Obama trying to help Hillary
Most presidents limp to the finish line. President Obama is sprinting.
With approval ratings north of 50 percent, the president is a position not unlike President Reagan at the end of his presidency in 1988-89. And like the Gipper, who helped to shepherd George Bush senior to the finish line, Barack Obama is in shape to help deliver the presidency to his party’s nominee, Hillary Clinton.
Through the years American voters have been tough on nominees trying to extend party control of the presidency to three consecutive terms. After President Eisenhower, Republicans tried and failed with Dick Nixon in 1960.
Democrats come up short in 2000 in the wake of eight years of Bill Clinton, despite the fact that it’s likely Al Gore would have taken up residence on Pennsylvania Avenue in the absence of those hanging Florida chads and the third-party candidacy of Ralph Nader.
Vice President Gore’s refusal to deploy the Big Dog himself also hurt. By then, the Clinton-Gore partnership, once a flourishing affair, had frazzled badly, punctured by Bill’s dalliance with Monica.
To some, Bill Clinton was unaccountably popular in 2000; to others, his popularity was a given: the Clinton economy was a raging, job-creating behemoth. For the first time in decades, getting a job was a cinch, and good-paying jobs were plentiful.
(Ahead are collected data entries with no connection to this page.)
PR #3161, opened 2026-03-15
[Agent] fix(skins): default to preserving transparency for button overlay images

JoeMatt:
## Summary
- Fix skin button images showing black squares instead of transparent backgrounds
- Change `rep.translucent ?? false` to `rep.translucent ?? true` at all 3 call sites where button overlay images are loaded
- Also update the `UIImage(pdfData:preserveTransparency:size:)` default parameter from `false` to `true`

Most skin JSON files do not set the `translucent` field. The previous default of `false` caused `format.opaque = true` and `UIColor.black.setFill()` in the PDF rendering pipeline, producing opaque black backgrounds behind button overlay images. Transparency is the correct default for overlay assets.

Regression introduced in ec27c9814.

## Test plan
- [ ] Load a skin that does NOT set `translucent` in its JSON — button overlays should render with transparent backgrounds (no black squares)
- [ ] Load a skin that explicitly sets `translucent: false` — should still render opaque (explicit value honored)
- [ ] Load a skin that explicitly sets `translucent: true` — should render transparent (no change in behavior)

### DIFF
--- a/PVUI/Sources/PVUIBase/SwiftUI/DeltaSkins/Models/DeltaSkin.swift
+++ b/PVUI/Sources/PVUIBase/SwiftUI/DeltaSkins/Models/DeltaSkin.swift
@@ -1272,7 +1272,7 @@ extension UIImage {
             context.cgContext.drawPDFPage(page)
         }
 
-        self.init(cgImage: image.cgImage!)
+        self.init(cgImage: image.cgImage!, scale: image.scale, orientation: image.imageOrientation)
     }
 }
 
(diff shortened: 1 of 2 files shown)


JoeMatt:
@claude is copilot high with the alpha stuff? fix it maybe i dunno

JoeMatt:
@claude does copilot make a point? fix it?

JoeMatt:
@claude please fix copilot review issues

JoeMatt:
@claude more copilot review fixes to do please

JoeMatt:
@claude copilot found one remaining possible issue in a test please fix

PR #3166, opened 2026-03-15
[Agent] fix(boot): optimize game importer initialization performance (#3015)

### LINKED ISSUE #3015: fix(boot): "Initializing game importer" boot step takes disproportionately long — investigate and fix reporting
## Bug
The new boot sequence UI (BootupViewRetroWave) shows task progress. The "Initializing game importer" step appears to take an unusually long time, suggesting either:
1. GameImporter is doing expensive work (DB scan, file system walk) synchronously during boot, or
2. The task progress reporting is not accurately reflecting what step is active (fake/stale display)

## Files to investigate
- `PVUI/Sources/PVUIBase/SwiftUI/BootupViewRetroWave.swift` — boot animation and task display
- `PVUI/Sources/PVSwiftUI/App Delegate/Bootstrap/BootstrapOrchestrator.swift` — task sequence
- `PVUI/Sources/PVUIBase/State Management/AppBootupState.swift` — state machine
- `PVLibrary/Sources/PVLibrary/Importer/Services/GameImporter/GameImporter.swift` — what happens at init?

## Fix
- Identify whether GameImporter init is slow (DB queries, file walks) and defer/optimize
- Ensure progress reporting reflects actual active task, not a stale state

JoeMatt:
## Summary
- **Adds idempotency guard to `initCorePlists()`** so the redundant second call from `initSystems()` returns instantly when the background pre-fire has already completed, eliminating duplicate plist parsing and core registration.
- **Moves per-system directory creation to a background task** — `createDefaultDirectories()` was synchronously checking/creating ~60+ system ROM folders on the boot path; now runs in a `Task.detached` since directories aren't needed before the UI appears.
- **Simplifies `updateSystemToPathMap()` from async-reduce to synchronous loop** — the original used `systems.async.reduce(into:)` which created an unnecessary actor hop per system; replaced with a simple `for` loop with pre-allocated capacity.
- **Removes dead code** — `updateromExtensionToSystemsMap()` was defined inside `initSystems()` but never called.

Fixes #3015

## Test plan
- [ ] Launch app and verify boot completes without hanging on "Initializing game importer"
- [ ] Verify ROM directories are created for all systems (check after boot completes)
- [ ] Verify importing games still works correctly after boot
- [ ] Verify system path map is populated (games can be launched)
- [ ] Test cold launch (first install) and warm launch (subsequent) paths

### DIFF
--- a/.changelog/3015.md
+++ b/.changelog/3015.md
@@ -1,2 +1,7 @@
 ### Fixed
-- **Boot step "Initializing game importer" disproportionately slow** — `CoreLoader.getCorePlists()` performed a synchronous filesystem scan of the Frameworks directory on the main actor, blocking all UI updates. It now runs in a detached task. Additionally, `updateCores` was triggering a redundant full `RomDatabase.reloadCache(force: true)` during boot that duplicated the dedicated reload at 70% progress; the redundant call is removed. Fine-grained sub-step progress labels ("Loading system definitions…" → "Initializing game importer…") are now reported so the boot progress bar visibly advances during this phase
+- **Boot step "Initializing game importer" disproportionately slow** — Multiple optimizations to the game importer initialization path:
+  1. `initCorePlists()` now has an idempotency guard so the redundant second call from `initSystems()` returns instantly when the background pre-fire has already completed.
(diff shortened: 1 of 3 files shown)


JoeMatt:
@claude please review copilot review comments and fix any issues please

Most Americans were unpersuaded that Clinton should be impeached, let alone convicted by the Senate of crimes sufficiently serious to be tossed from office.
Almost unique among recent presidents, Barack Obama has run a scandal-free administration. There’s been nary a whisper of wrong-doing, though that hasn’t stopped Republicans from trying to pin something — anything — on administration officials.
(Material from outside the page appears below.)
PR #3168, opened 2026-03-15
[Agent] feat(UX): toast warning when device audio is muted or volume is zero

JoeMatt:
## Summary
- Adds a one-time toast warning when emulation starts if the device volume is at zero or the iOS silent mode switch may be silencing audio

Eric Holder and the IRS, we’re looking at you.
Despite the Republican blunderbuss, the Obama administration has been as clean as your mama’s laundry.
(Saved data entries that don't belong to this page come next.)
PR #3633, opened 2026-07-29
fix(ci): publish sideload feed to a URL that actually serves

JoeMatt:
## What

`https://provenance-emu.com/altstore-source.json` — the URL printed in every alpha release note — has been a **404**. This fixes that, and makes the alpha app actually reachable from AltStore/SideStore.

## Root causes

| # | Problem | Cause |
|---|---|---|
| 1 | Feed URL 404s | Written to the pages repo **root**. That repo is a Hugo site whose `gh-pages.yml` deploys `./public`, and Hugo only copies `static/` into `public/`. |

As for family-man Obama, the president has been a model husband father. Like his predecessor, George W. Bush, in this regard the president of the United States has been someone to look up to and admire.
It’s the least presidents can and should be. At the same time, it is useful to remember Arthur Schlesinger’s dictum that a president’s personal behavior hardly guarantees public probity: no one ever accused President Nixon of bedding an intern; on the other hand, there was the champ of swimming pool hijinks, Jack Kennedy.
Be truthful, who would you rather have as president? The choice is pretty obvious. John Kennedy never kept an enemy’s list.
President Obama is diligent about the job of being president. Michael Shear recently reported in the New York Times on the president’s work habits following his day at the office.
“Almost every night that he is in the White House.” Shear wrote, “Mr. Obama has dinner at 6:30 … and then withdraws to the Treaty Room (where) he spends 4 or 5 hours largely by himself” writing studying, thinking.
Frequently, the president doesn’t turn in until 1 or 2 in the morning. He gets up most days around 7.
Those late nights are not all spent catching the latest scores on ESPN. In the spring, The Atlantic’s Jeffrey Goldberg, after a series of exhaustive interviews, detailed the president’s take on foreign policy.
It’s sufficient to say that few public men have thought as deeply about America’s place in the world as Barack Obama. And he hasn’t been afraid to go against the grain or change his mind.
For instance, even as some in his own administration were calling for dire punishment against Syrian president Assad for atrocities against his own people, POTUS grounded the bombers and cruise missiles he had once pledged to unleash if Assad crossed a certain red line.
Rather than commence bloodletting, the consequences of which no one could accurately measure, President Obama decided in favor of diplomacy, mindful perhaps of the Churchillian mantra that “talk, talk is better than war, war.”
On Thursday night, in her speech accepting the Democratic nomination for president, Hillary Clinton said she was proud of the fact that the Iranian nuclear program was mothballed as a result of diplomacy and not war.
So should we all be.
Presidents ideally are magnificent politicians. It’s how the system of government handed down by the Founders works best.
Twice elected president, Barack Obama has demonstrated political skills of the highest order. His pitch for Hillary on Wednesday night was another blockbuster performance.
“Tonight,” he declared, “I’m here to tell you that yes, we’ve still got more work to do. We’re not done perfecting our union, or living up to our founding creed that all of us are created equal, all of us are free in the eyes of God.
“Look,” the president added, “we Democrats have always had plenty of differences with the Republican Party, and there’s nothing wrong with that. it’s precisely this contest of ideas that pushes our country forward.
“But what we heard in Cleveland last week wasn’t particularly Republican and it sure wasn’t conservative.”
The president went on: “What we heard was a deeply pessimistic vision of a country where we turn against each other and turn away from the rest of the world. There were no serious solutions to pressing problems, just the fanning of resentment and blame and anger and hate. And that is not the America I know.”
Barack Obama made clear what he thinks is at stake in November. And what he thinks of Donald Trump, implicitly lumping him with those “who threaten our values, whether fascists or communists or jihadists or homegrown demagogues.”